Pie X, affronté à la crise moderniste, redoute les effets néfastes de
l'exégèse critique et ne cesse de manifester de la défiance pour les
travaux de l'École de Jérusalem, jusqu'à un blâme public décerné en
1912 par les services du cardinal De Lai. Sous Benoît XV, en dépit du
revirement par rapport à l'orientation précédente, une encyclique
[Spiritus paraclitus] désavoue Lagrange plutôt qu'elle ne l'encourage.

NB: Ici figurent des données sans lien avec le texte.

PR #607, opened 2018-08-09
[WIP] Remove unused gem and update USWDS package

maya:


maya:
updating the USWDS package is kind of a moving target so going to close this to not get confused

PR #608, opened 2018-08-10
Set theme content styles to global in project settings

maya:
[😎 Preview](https://federalist-proxy.app.cloud.gov/preview/uswds/uswds-site/update-settings/)


maya:
woohoo, this is working now after https://github.com/uswds/uswds/pull/2670 🎉

PR #612, opened 2018-08-10
Add spacing units section

maya:
Add spacing units page  to the Style section.

[😎 Preview](https://federalist-proxy.app.cloud.gov/preview/uswds/uswds-site/dw-add-style-section/style/)

Resolves uswds/uswds#2657


thisisdano:
@maya I scoped this PR to the spacing units page only.

maya:
Bc I opened the PR, GitHub won't let me review it. So this will be my review:

This looks good to me.

Some thoughts:
- Was a little unsure when you'd use the quoted format vs when you wouldn't. And they _why_ behind this.
- I don't know that we _need_ `margin-left:` on the utility functions and mixins. Maybe it would be easier to read without them?
- OR do we have the space to put the variable and/or function in the table above it? I'm imagining I'd use this page to pick the right space for my needs, and not have to do the mental translation to figure out which variable or function to use would be nice.

maya:
>I scoped this PR to the spacing units page only.

I think this also had type scale: https://federalist-proxy.app.cloud.gov/preview/uswds/uswds-site/dw-add-style-section/style/type-scale/

PR #615, opened 2018-08-13
Fix bugs on v2 site

maya:
- Changes labels to tags
- Cleans up the layout docs page: de-nests markup and make it more robust to ensure h2's are the proper color style
- Ensures "Icons" page uses the correct page category so it has a sidebar nav appearing
- Refactor `css/_project-custom.scss`
  - reorganize code
  - fix several Sass errors 
  - fix ~50 stylelint issues (but not all) - 33 left


css/_project-custom.scss
```diff
@@ -1757,39 +1760,39 @@ html {
...
-    }
-  }
-  code { @extend .txt-code; }
-  aside {
-    code {
-      @include u-bg($gray-warm-10);
-    }
-  }
-}
+// .usa-body-content, .usa-prose {
```
maya: @thisisdano can you confirm this Sass code is not needed? It didn't seem to be in use and the `.usa-prose` here was adding confusion when I was trying to test the default behavior.

thisisdano: 👀

thisisdano: This is not necessary any longer — I think it was a first draft of mine of what became your work.

maya: Removed! is any of the CSS above this starting from `CUSTOM PROJECT SASS` in use too? Starting from https://github.com/uswds/uswds-site/pull/615/files#diff-8ef0ab0a17bcd64e66ebd7c22ee57320R1633 and up to this code.

thisisdano: I think `.is-inverse` is the only rule worth keeping in that section

PR #619, opened 2018-08-14
[ci] Fail CI on SCSS compile error

el-mapache:
## Description

Since we are running our gulp tasks in parallel, scss failing to compile won't cause the build step to fail on CI. It will fail subsequent steps when the css file isn't found. This can be confusing. So, fail the build immediately if scss cant compile


thisisdano:
@el-mapache It's nice, when running `npm run watch`, to keep the watch script running through the sass fail so we don't have to keep restarting it. But we _do_ want that hardfail in the federalist build. Is there any good way to apply this bailout only when running the federalist build script?

el-mapache:
@thisisdano Good point, I didn't check the watch. I can add a `development` env variable which bypasses the call to `process.exit`

el-mapache:
@thisisdano would you mind taking a peek and see if this does what you want? I tested it and it seems to keep the `watch` running even if the scss is bogus, which I believe is the desired behavior!

thisisdano:
This looks great from the `watch` side — I haven't tested on federalist, but if you have, this is good to go.

el-mapache:
@thisisdano I havent tested it there, but nothing changed from that perspective beyond the change to fail the build if the scss is invalid.

PR #3040, opened 2025-01-03
USWDS-Site: Add changelog for tooltip on non-button elements[#6035] 

amyleadem:
# Summary

Add a changelog for PR uswds/uswds#6035

>[!important]
> We need to update the changelog dates before merge.

## Preview link

[Tooltip changelog](https://federalist-ead78f8d-8948-417c-a957-c21ec5617a57.sites.pages.cloud.gov/preview/uswds/uswds-site/al-changelog-6035/components/tooltip/#latest-updates)


_components/tooltip/guidance/usability.md
```diff
@@ -1,4 +1,3 @@
-- **Use affordances.** A hidden tooltip is unusable. Use tooltips only on elements that appear interactive, like buttons or links.
```
amyleadem, line 1: @jaclinec Wanted to check - Is it reasonable to remove this line now that we allow tooltip on non-interactive elements?

jaclinec (dismissed):
Yes, let's remove that line. Looks good!

_components/tooltip/guidance/usability.md
mahoneycm, line 1: **question:** Do we want to remove this completely? I thought we wanted to keep the description but update the lead. Let me know if I'm off here!

_data/changelogs/component-tooltip.yml
```diff
@@ -3,6 +3,13 @@ title: Tooltip
 type: component
 changelogURL:
 items:
+  - date: NNNN-NN-NN
+    summary: Enabled tooltip functionality on non-button elements.
```
mahoneycm, line 7: **suggestion:** Potential phrasing change to make the benefit a bit more clear:

```suggestion
    summary: Allow tooltip functionality on non-button elements.
    summaryAdditional: Now, tooltips can be applied to any element with the `usa-tooltip` class.
```

Let me know what you think!

_components/tooltip/guidance/usability.md
jaclinec: I'm not sure how one might use affordances on something like a static icon. But icons are supposed to convey meaning, so it's reasonable to think a user would want to hover or click on it to find out more info. I do think we should discourage using tooltips on things that don't seem interactive at all, like text on a page that doesn't have any other treatment to make it stand out.

Maybe this could be reworded to say something like: "Make tooltips discoverable. A hidden tooltip is unusable. Use tooltips on elements that appear interactive, like buttons, links, icons, or other elements that stand out." ?? tagging @finekatie for her input

finekatie: Hi. Wondering where this appears on the page. I can't see it in context. I think what @jaclinec has works, and I wonder about the use of "A hidden tooltip is unusable." Does it leave a user with more questions? Is that a necessary statement? If it's not needed, I'd remove it.

jaclinec: @finekatie The statement can be found on the USWDS tooltip page under "Usability guidance." I agree we can probably remove that sentence since it doesn't add anything.

So the statement would read: "**Make tooltips discoverable.** Use tooltips on elements that appear interactive, like buttons, links, icons, or other elements that stand out."

_data/changelogs/component-tooltip.yml
amyleadem: Ok I will leave as-is

_components/tooltip/guidance/usability.md
finekatie: I thought we were removing "A hidden tooltip is unusable" - the meeting notes didn't seem to address that - that I could tell...

amyleadem: It wasn't captured in the notes, but I recall that it was specifically only the bolded lead-in that we decided needed updating. I think we wanted to rest of it to stay as-is for now.

 Does it feel necessary to you to update?

finekatie: Only if @jaclinec has feelings about it...

jaclinec: I don't have strong feelings. It's fine to just change the bolded lead-in and leave the rest.

_data/changelogs/component-tooltip.yml
mahoneycm: Sounds good to me!

mahoneycm (approved):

Au temps de Pie XI, l'embellie pour l'étude critique de la Bible ne
viendra que tout à la fin du pontificat, par les responsabilités confiées
au cardinal Tisserant. L'orientation préconisée par Lagrange ne sera
avalisée que par l'encyclique Divino afflante Spiritu de Pie XII en
1943.
En dépit de toutes les tracasseries qui ont marqué sa carrière,
Lagrange a continué contre vents et marées son labeur scientifique,
convaincu qu'il était du profit que le croyant devait trouver dans la
critique historique pour comprendre la Parole de Dieu. Comme
bien d'autres précurseurs en Église, il n'a connu que la peine des
semailles, tandis que la joie de la fructification n'est venue qu'après
sa mort, le 10 mars 1938. Il importe de découvrir aujourd'hui combien
il en a coûté d'acculturer dans le monde catholique la méthode
historico-critique mise au service d'une lecture théologique de la
Bible. Lagrange savait que les travaux les plus savants sont destinés à
être dépassés par des recherches plus récentes. «Mais qu'importe un
destin éphémère, écrivait-il dans la Revue biblique de 1900, si cette
parcelle d'activité inspirée par la foi et par le désir du bien n'est pas
complètement stérile. C'est surtout lorsqu'on consacre ses efforts à
la Parole de Dieu qu'on peut espérer qu'ils ne seront pas absolument
vains.» Telle a été la ligne directrice de sa vie.